When getting divorced, it is important to seek legal advice in terms of the financial aspect of the separation at the earliest opportunity. In order to plan for your future, it is important to establish what you will take from the divorce financially. The financial aspect of the divorce is a complicated one, and every case is different so it is important to speak to a specialist solicitor as opposed to trying to work out what you may be entitled to by speaking to friends whose circumstances are completely different, or trying to find the answer online.
Below is an overview of the process and the factors that are taken into consideration by the court, along with some helpful tips.
What are matrimonial assets?
Matrimonial assets, also known as marital assets, are the financial assets, acquired or accrued during the marriage.
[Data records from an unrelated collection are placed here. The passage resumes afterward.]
PR #165, opened 2021-01-20
Create results header and frame

Ladsgroup:
Bug: T271794

### DIFF
--- a/src/components/QueryResult.vue
+++ b/src/components/QueryResult.vue
@@ -1,22 +1,28 @@
 <template>
 	<div class="querybuilder__result">
+		<div class="querybuilder__result__header">
+			<h2>{{ $i18n('query-builder-result-header')}}</h2>
+		</div>
 		<div v-if="errors.length !== 0" class="querybuilder__result__errors">
 			<Message
 				v-for="(error, index) in errors" :type="error.type" :key="index">
 				<span>{{$i18n(error.message)}}</span>
 			</Message>
 		</div>
-		<div v-else-if="encodedQuery.length === 0" class="querybuilder__result__description">
-			{{ $i18n('query-builder-result-placeholder')}}
+		<div v-else-if="encodedQuery.length === 0">
+			<div class="querybuilder__result__description">
+				{{ $i18n('query-builder-result-placeholder')}}
+			</div>
 		</div>
-		<iframe
-			v-else
-			:src="queryServiceEmbedUrl + '#' + encodedQuery"
-			:key="iframeRenderKey"
-			class="querybuilder__result__iframe"
-			referrerpolicy="origin"
-			sandbox="allow-scripts allow-same-origin allow-popups">
-		</iframe>
+		<div v-else class="querybuilder__result__wrapper">
+			<iframe
+				:src="queryServiceEmbedUrl + '#' + encodedQuery"
+				:key="iframeRenderKey"
+				class="querybuilder__result__iframe"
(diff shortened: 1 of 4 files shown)


Ladsgroup:
image

image


Stuff to double check with UX before going in:
 - Border radius
 - Height
 - Font of header
 - Margin of the frame

src/components/QueryResult.vue
```diff
@@ -9,14 +9,18 @@
...
-			v-else
-			:src="queryServiceEmbedUrl + '#' + encodedQuery"
-			:key="iframeRenderKey"
-			class="querybuilder__result__iframe"
-			referrerpolicy="origin"
-			sandbox="allow-scripts allow-same-origin allow-popups">
-		</iframe>
+		<div v-else class="querybuilder__result__wrapper">
+			<div class="querybuilder__result__header">
+				<h5>{{ $i18n('query-builder-result-header')}}</h5>
```
micgro42: This should be an `<h2>`, though it might need some more styling

Ladsgroup: The figma spec says heading 5, I'm slightly confused about this now.

micgro42: I think that might be referring to a set of styles dubbed "heading 5", but lets ask to be on the safe side

Ladsgroup:
Styles are a bit messy but I think the result basically is what UX wanted.

src/components/QueryResult.vue
```diff
@@ -70,12 +79,38 @@ export default Vue.extend( {
...
+		width: $dimension-width-full;
+		border: $border-width-thin $border-style-base $border-color-base-subtle;
+		border-radius: 0 0 $border-radius-base $border-radius-base;
 		text-align: center;
 	}
 
+	.querybuilder__result__header {
+		display: flex;
+		align-items: center;
+		background: $background-color-neutral-default;
```
sai-san:
```suggestion
		background: $color-base-90;
```

sai-san: I believe that we should use a global token here, since that "neutral" background is semantically related to the "flavor" of some components (e.g. buttons). The decision can be revised in the event that this header is turned into a component.

src/components/QueryResult.vue
```diff
@@ -70,12 +79,38 @@ export default Vue.extend( {
...
+			font-weight: $font-weight-style-h5;
+			font-size: $font-size-style-h5;
+			color: $font-color-base;
+		}
+	}
+
 	.querybuilder__result__iframe {
 		width: $dimension-width-full;
-		border: none;
+		background: $background-color-neutral-default;
```
sai-san:
```suggestion
		background: $color-base-90;
```

sai-san: 👆🏻 same as above

src/components/QueryResult.vue
Ladsgroup: That was mentioned in the spec but if that's what you think should be, I'm all fine with it.

src/components/QueryResult.vue
Ladsgroup: Oh this one doesn't even need it. We can't set background of the iframe (cleaning up the result css is another thing altogether which I actually love to do)

sai-san: yep, I wondered about it! Thanks, Amir! This is looking excellent 💯

micgro42 (approved):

Matrimonial assets include the following:
- The family home
- Rental properties or holiday homes
- Pensions
- Savings
- Vehicles
- Valuables
- Stocks, shares and policies
- Businesses
What are non-matrimonial assets?
Non-matrimonial assets are financial assets which were acquired before the marriage, or post separation.
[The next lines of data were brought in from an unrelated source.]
PR #167, opened 2021-01-25
Rework labelling to improve its performance

Ladsgroup:
Basically wrapping the actual query with the labelling service, see the
discussion in T212933 and T166139

Bug: T272490


guergana (approved):
Looks good too.

PR #170, opened 2021-01-27
Modified the store to handle conditionRelations

guergana:


Ladsgroup:
Your package-lock.json is now exploded. You really like the Chinese npm.

guergana:
> Your package-lock.json is now exploded. You really like the Chinese npm.

ugh! gross!! will remove asap.

src/store/actions.ts
```diff
@@ -97,6 +98,11 @@ export default ( searchEntityRepository: SearchEntityRepository, metricsCollecto
 		payload: { subclasses: boolean; conditionIndex: number } ): void {
 		context.commit( 'setSubclasses', payload );
 	},
+	setConditionRelation(
+		context: ActionContext<RootState, RootState>,
+		payload: { value: ConditionRelation; conditionIndex: number } ): void {
```
Ladsgroup: I think this should also accept null.

src/store/mutations.ts
```diff
@@ -40,14 +41,24 @@ export default {
...
 	},
+	setConditionRelation( state: RootState, payload: { value: ConditionRelation; conditionIndex: number } ): void {
+		state.conditionRows[ payload.conditionIndex ].conditionRelation = payload.value;
+	},
 	setErrors( state: RootState, errors: Error[] ): void {
 		state.errors = errors;
 	},
 	addCondition( state: RootState ): void {
-		state.conditionRows.push( getFreshConditionRow() );
+		if ( state.conditionRows.length === 0 ) {
```
Ladsgroup: This can be easily summarized:
`state.conditionRows.push( getFreshConditionRow( state.conditionRows.length === 0 ) );`

src/data-model/SerializedObject.ts
```diff
@@ -1,11 +1,13 @@
...
 import { Value } from '@/store/RootState';
+import ConditionRelation from './ConditionRelation';
 
 export default interface SerializedCondition {
 	propertyId: string;
 	propertyDataType: string | null;
 	propertyValueRelation: PropertyValueRelation;
 	value: string | Value;
 	subclasses: boolean;
+	conditionRelation: ConditionRelation | null;
```
Ladsgroup, line 11: The logic in the code implies this condition relation is between this condition and the condition above (funnily enough, when implementing the component, I went with the exact opposite). This should be documented.

Ladsgroup (changes requested):

src/store/mutations.ts
guergana: wait what???

guergana: I think that is not very easy to read, IMHO

src/data-model/SerializedObject.ts
guergana: You mean by adding a comment? Or documented how?

src/store/actions.ts
guergana: agree! :)

src/store/mutations.ts
guergana: On second thoughts.. yes, it looks better.

src/data-model/SerializedObject.ts
Ladsgroup: Yes. Technically the relation doesn't belong to the query condition. It determines the relation between two. A comment in the QueryCondition would be good enough IMO

guergana: I added some comments here

Ladsgroup: Thanks. It's just it's below it and it should be usually above. Also maybe it should be in the RootState? here is mostly about sharing the link.

guergana: done. :roll_eyes:

Ladsgroup (approved):
Thanks!

PR #171, opened 2021-01-27
Set max width for entire UI

bereket-WMDE:
[Bug:T272055](https://phabricator.wikimedia.org/T272055)

### DIFF
--- a/src/components/QueryBuilder.vue
+++ b/src/components/QueryBuilder.vue
@@ -117,6 +117,12 @@ a {
 
 $tinyViewportWidth: 36em;
 
+/*
+ * This is a rough approximation. by using a screen size emulator,
+ * we can see the width where all items are aligned.
+ */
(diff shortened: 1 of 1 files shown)


src/components/QueryBuilder.vue
```diff
@@ -117,6 +117,11 @@ a {
 
 $tinyViewportWidth: 36em;
 
+/* This is a rough approximation. by using a screen size emulator, we can see the
+*width where all items are aligned.
```
Ladsgroup: Can this be something like this?
```
/*
 * Foo.
 * Bar.
 */
```

bereket-WMDE: updated

Ladsgroup (approved):

src/components/QueryBuilder.vue
Ladsgroup: Thanks!

PR #172, opened 2021-01-27
Swap the condition if it's negate only

Ladsgroup:
Otherwise, it can't find anything.

### DIFF
--- a/src/sparql/QueryObjectBuilder.ts
+++ b/src/sparql/QueryObjectBuilder.ts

Non-Matrimonial assets are not always excluded from divorce settlements, and need to be considered alongside other factors, in particular the parties ability to meet their future housing and income needs. This can be a complex area and seeking legal advice is extremely important.
Are matrimonial assets divided equally?
Not necessarily. This is a common misconception, and one that, in the absence of legal advice, can result in unfair outcomes, and cases where one party is left unable to meet their future housing needs.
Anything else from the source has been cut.